-- Your instructions --
Whenever a line below mentions the word "suit", that line should be copied.

[Dataset records]
[Start of Attachment]

PR #371, opened 2019-04-25
Trezor-crypto updates for Nano support

roosmaa:
## Description

This is the first pull-request (of 2) for #8 Nano integration, which contains the trezor-crypto changes required for Nano. It's mostly a port of code from KeepKey/trezor-crypto#1 and some wallet-core level changes to accommodate the new functionality.

## Testing instructions

Contains unit-tests in _trezor-core/tests/_

## Types of changes

## Checklist

### DIFF
--- a/include/TrustWalletCore/TWCurve.h
+++ b/include/TrustWalletCore/TWCurve.h
@@ -12,9 +12,10 @@ TW_EXTERN_C_BEGIN
 /// Elliptic cruves
 TW_EXPORT_ENUM()
 enum TWCurve {
-    TWCurveSECP256k1       /* "secp256k1" */,
-    TWCurveED25519         /* "ed25519" */,
-    TWCurveNIST256p1       /* "nist256p1" */,
+    TWCurveSECP256k1              /* "secp256k1" */,
+    TWCurveED25519                /* "ed25519" */,
+    TWCurveED25519Blake2bNano     /* "ed25519-blake2b-nano" */,
+    TWCurveNIST256p1              /* "nist256p1" */,
 };
 
 TW_EXTERN_C_END
--- a/src/HDWallet.cpp
+++ b/src/HDWallet.cpp
@@ -117,6 +117,8 @@ std::optional<PublicKey> HDWallet::getPublicKeyFromExtended(const std::string &e
         return PublicKey(Data(node.public_key, node.public_key + 33), TWPublicKeyTypeSECP256k1);
     case TWCurveED25519:
         return PublicKey(Data(node.public_key, node.public_key + 33), TWPublicKeyTypeED25519);
+    case TWCurveED25519Blake2bNano:
+        return PublicKey(Data(node.public_key, node.public_key + 33), TWPublicKeyTypeED25519Blake2b);
     case TWCurveNIST256p1:
         return PublicKey(Data(node.public_key, node.public_key + 33), TWPublicKeyTypeNIST256p1);
     }
@@ -210,6 +212,8 @@ const char* curveName(TWCurve curve) {
         return SECP256K1_NAME;
     case TWCurveED25519:
         return ED25519_NAME;
+    case TWCurveED25519Blake2bNano:
+        return ED25519_BLAKE2B_NANO_NAME;
     case TWCurveNIST256p1:
         return NIST256P1_NAME;
     default:
--- a/src/PrivateKey.cpp
+++ b/src/PrivateKey.cpp
@@ -9,6 +9,7 @@
 #include "PublicKey.h"
 
 #include <TrezorCrypto/ecdsa.h>
+#include <TrezorCrypto/ed25519-donna/ed25519-blake2b.h>
 #include <TrezorCrypto/nist256p1.h>
 #include <TrezorCrypto/rand.h>
 #include <TrezorCrypto/secp256k1.h>
@@ -42,6 +43,10 @@ PublicKey PrivateKey::getPublicKey(TWPublicKeyType type) const {
         result.resize(PublicKey::ed25519Size);
         ed25519_publickey(bytes.data(), result.data());
         break;
+    case TWPublicKeyTypeED25519Blake2b:
+        result.resize(PublicKey::ed25519Size);
+        ed25519_publickey_blake2b(bytes.data(), result.data());
+        break;
     }
     return PublicKey(result, type);
 }
@@ -59,6 +64,12 @@ Data PrivateKey::sign(const Data& digest, TWCurve curve) const {
         result.resize(64);
         const auto publicKey = getPublicKey(TWPublicKeyTypeED25519);
         ed25519_sign(digest.data(), digest.size(), bytes.data(), publicKey.bytes.data(), result.data());
+    } break;
+    case TWCurveED25519Blake2bNano: {
+        result.resize(64);
+        const auto publicKey = getPublicKey(TWPublicKeyTypeED25519Blake2b);
+        ed25519_sign_blake2b(digest.data(), digest.size(), bytes.data(),
+                             publicKey.bytes.data() + 1, result.data());
     } break;
     case TWCurveNIST256p1: {
         result.resize(65);
@@ -83,6 +94,7 @@ Data PrivateKey::sign(const Data& digest, TWCurve curve, int(*canonicalChecker)(
                                     result.data(), canonicalChecker) == 0;
     } break;
     case TWCurveED25519: // not supported
+    case TWCurveED25519Blake2bNano: // not supported
         break;
     case TWCurveNIST256p1: {
         result.resize(65);
--- a/src/PublicKey.h
+++ b/src/PublicKey.h
@@ -49,6 +49,8 @@ class PublicKey {
         switch (type) {
         case TWPublicKeyTypeED25519:
             return size == ed25519Size || (size == ed25519Size + 1 && data[0] == 0x01);
+        case TWPublicKeyTypeED25519Blake2b:
+            return size == ed25519Size;
         case TWPublicKeyTypeSECP256k1:
         case TWPublicKeyTypeNIST256p1:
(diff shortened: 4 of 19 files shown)


src/PublicKey.h
```diff
@@ -49,6 +50,8 @@ class PublicKey {
         case 6:
         case 7:
             return PublicKeyType::secp256k1Extended;
+        case 11:
```
roosmaa: What are the restrictions of the publicKey.bytes[0] value? Is 11 a safe value for ed25519-blake2b?

Also, since there's now more than one ed25519 key type, it feels weird to have a big gap in the type byte value for ed25519-sha512 (1) and ed25519-blake2b (11). Would it be safe to change the ed25519-sha512 byte value from 1 to 10? That would mean we'd have: `publicKey.bytes[0] = 10` for ed25519-sha512 and `publicKey.bytes[0] = 11` for ed25519-blake2b.

trezor-crypto/src/bip32.c
```diff
@@ -64,6 +65,15 @@ const curve_info ed25519_cardano_info = {
 	.hasher_script = HASHER_SHA2,
 };
 
+const curve_info ed25519_blake2b_nano_info = {
+	.bip32_name = "ed25519 seed",
```
roosmaa: Just a quick remark. This `bip32_name` value is the reason why the curve is named `"ed25519-blake2b-nano"` not `"ed25519-blake2b"`. _trezor-crypto_ convention seems to be to use _ed25519-xxx seed_ like values here (like below). The reason why Nano violates that convention here is provide interoperability between Ledger and trezor-crypto. At the time of the Ledger Nano app release Ledger SDK only supported _ed25519 seed_ value and I was blissfully unaware of the trezor-crypto convention. So now Nano needs to be the odd one out in trezor-wallet codebases.

src/PublicKey.h
alejandro-isaza: This value does not encode the hash function used. It only encodes the elliptic curve. If we want to store the hash function we should add a new field, but I don't think it's necessary.

include/TrustWalletCore/TWCurve.h
```diff
@@ -12,9 +12,10 @@ TW_EXTERN_C_BEGIN
 /// Elliptic cruves
 TW_EXPORT_ENUM()
 enum TWCurve {
-    TWCurveSECP256k1       /* "secp256k1" */,
-    TWCurveEd25519         /* "ed25519" */,
-    TWCurveNIST256p1       /* "nist256p1" */,
+    TWCurveSECP256k1              /* "secp256k1" */,
+    TWCurveEd25519                /* "ed25519" */,
+    TWCurveEd25519Blake2bNano     /* "ed25519-blake2b-nano" */,
```
alejandro-isaza: This should only represent elliptic curves, not hash functions. I know this deviates from the tremor-crypto implementation, but I think it's clearer to have that separation.

src/PrivateKey.cpp
```diff
@@ -35,6 +36,11 @@ PublicKey PrivateKey::getPublicKey(PublicKeyType type) const {
         result[0] = 1;
         ed25519_publickey(bytes.data(), result.data() + 1);
         break;
+    case PublicKeyType::ed25519Blake2b:
+        result.resize(PublicKey::ed25519Size);
+        result[0] = 11;
+        ed25519_publickey_blake2b(bytes.data(), result.data() + 1);
```
alejandro-isaza: I haven't looked into ed25519, but this looks weird to me. Why is the hash part of the function name? Can it be a parameter?

roosmaa: It's the way the underlying ed25519-donna library implements customising the hash function used.

src/PublicKey.h
roosmaa: ed25519-sha512 and ed25519-blake2b produce different results when deriving public key from the same private key (and different signatures). Thus making a distinction between which ed25519 is being used is necessary.

include/TrustWalletCore/TWCurve.h
roosmaa: The TWCurve also controls the bip32-seed string used in HDWallet. And later the key derivation algorithm selected (eg ed25519-blake2b, instead of ed25519-sha512). How would you propose to approach this?

src/PublicKey.h
alejandro-isaza: I see. In that case I'm not sure it makes sense to keep using the first byte to represent that. We should have a more robust mechanism like a separate enum property. It's kind of messy because some blockchains take that first byte in secp256k1 as part of the input to the hashing function. But we should maybe just prepend the byte for blockchains that need it.

include/TrustWalletCore/TWCurve.h
alejandro-isaza: I think each of those things should be separate. You need to specify both a curve and a key derivation algorithm.

src/PrivateKey.cpp
alejandro-isaza: Yes, but sometimes we need to question the libraries we use and whether they are the best approach. I'm not suggesting to rewrite, but perhaps modify? It looks like we could pass a struct with the function pointers to the hash function instead of using macros.

alejandro-isaza:
I don't want to be overly critical. If you think this is a good approach and @hewigovens or @leoneparise are ok with it I can live with it too.

roosmaa:
@alejandro-isaza I do understand that the current abstractions in the codebase are being (somewhat) challenged by the introduction of ed25519-blake2b. I'm all for a discussion taking place on how these things could/should be better handled. And if there are small concrete things you would like me to change, I'll get right on it. What I would like to avoid is growing this PR into some big refactoring effort (by a person who isn't that intimate with all of the nooks and crannies of the codebase).

src/PublicKey.h
roosmaa: In the current PublicKey implementation it's pretty much unclear what the first byte is supposed to be exactly. It's kind of like a curve indicator, but then some curves have more than one value that is associated with them, etc.
Storing the curves/options as enums would be a lot clearer and if the magic byte is needed by some publicKey accepting function, then encoding that information at the call site would be definitely be a better approach.

include/TrustWalletCore/TWCurve.h
roosmaa: Quite a lot of APIs would have to be refactored then to accept TWCurve and TWNewEnum.

src/PrivateKey.cpp
roosmaa: In my opinion the trezor-core chosen approach and what you're suggesting are pretty much identical form a consumer perspective (passing in a struct-pointer/enum vs choosing the right function/function-pointer). What modifying trezor-core/ed25519-donna would do, however, is increase the maintenance cost and also make it harder to pull in code from upstream trezor-core or other trezor-core forks.

hewigovens:
@alejandro-isaza @roosmaa maybe we can follow the approach that we did for Nimiq (the first ed25519 coin)? issue was raised from a PR, and we refactored our code, then rebased the PR.

alejandro-isaza:
Ok, let me look into it a bit more.

alejandro-isaza:
Looked into it, indeed not worth refactoring. But let's definitely stop using the first byte of the public key to determine the type. I'm happy to do that and then we can rebase this.

alejandro-isaza:
https://github.com/TrustWallet/wallet-core/pull/378

roosmaa:
@alejandro-isaza rebased this on latest master

src/HDWallet.cpp
```diff
@@ -117,6 +117,8 @@ std::optional<PublicKey> HDWallet::getPublicKeyFromExtended(const std::string &e
         return PublicKey(Data(node.public_key, node.public_key + 33), TWPublicKeyTypeSECP256k1);
     case TWCurveED25519:
         return PublicKey(Data(node.public_key, node.public_key + 33), TWPublicKeyTypeED25519);
+    case TWCurveED25519Blake2bNano:
+        return PublicKey(Data(node.public_key, node.public_key + 32), TWPublicKeyTypeED25519Blake2b);
```
roosmaa: Not entirely sure if this is correct and the above for regular ed25519 is slightly off, or if this is wrong and the above is correct. In the above (ed25519-sha512) case the length check gets triggered in the constructor as the data length is 33 bytes, but node.public_key[1..33] slice is used for the public key.

alejandro-isaza: trezor-crypto uses 0x01 as prefix for ed25519. That is why I originally followed suit. This looks good to me.

trezor-crypto/src/bip32.c
```diff
@@ -475,6 +485,8 @@ void hdnode_fill_public_key(HDNode *node)
 		node->public_key[0] = 1;
 		if (node->curve == &ed25519_info) {
 			ed25519_publickey(node->private_key, node->public_key + 1);
+		} else if (node->curve == &ed25519_blake2b_nano_info) {
+			ed25519_publickey_blake2b(node->private_key, node->public_key + 1);
```
alejandro-isaza: Actually it should be 33 as well because you are skipping the first byte here.

src/HDWallet.cpp
alejandro-isaza: Actually yours seems to be wrong, see my other comment.

roosmaa: > trezor-crypto uses 0x01 as prefix for ed25519. That is why I originally followed suit. This looks good to me.

Ahh, ok. Didn't know that.

Fixed up the commit to pass in all of the 33 bytes here and to handle the 33 bytes correctly in the constructor.

trezor-crypto/src/bip32.c
roosmaa: I think you might have mistaken the first argument here as `node->public_key` (instead of _private_key_). This should be be correct (otherwise my coin integration unit-tests should fail miserably).

roosmaa:
Fixed up the 33-byte key-data issue.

[End of Attachment]

-- Exercise output --
alejandro-isaza: trezor-crypto uses 0x01 as prefix for ed25519. That is why I originally followed suit. This looks good to me.
roosmaa: > trezor-crypto uses 0x01 as prefix for ed25519. That is why I originally followed suit. This looks good to me.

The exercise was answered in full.